__Exercise details__: The response should consist of the data reproduced word for word.

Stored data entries
PR #5943, opened 2019-08-24
pkg/rulefmt: check annotations under alert rule

johncming:
Annotations are checked only in the alert rule case.

https://github.com/prometheus/prometheus/blob/38d518c0fe8abeeb8dcdb0472510cece3dabfd0e/pkg/rulefmt/rulefmt.go#L140-L144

__Exercise solution__:
PR #5943, opened 2019-08-24
pkg/rulefmt: check annotations under alert rule

johncming:
Annotations are checked only in the alert rule case.

https://github.com/prometheus/prometheus/blob/38d518c0fe8abeeb8dcdb0472510cece3dabfd0e/pkg/rulefmt/rulefmt.go#L140-L144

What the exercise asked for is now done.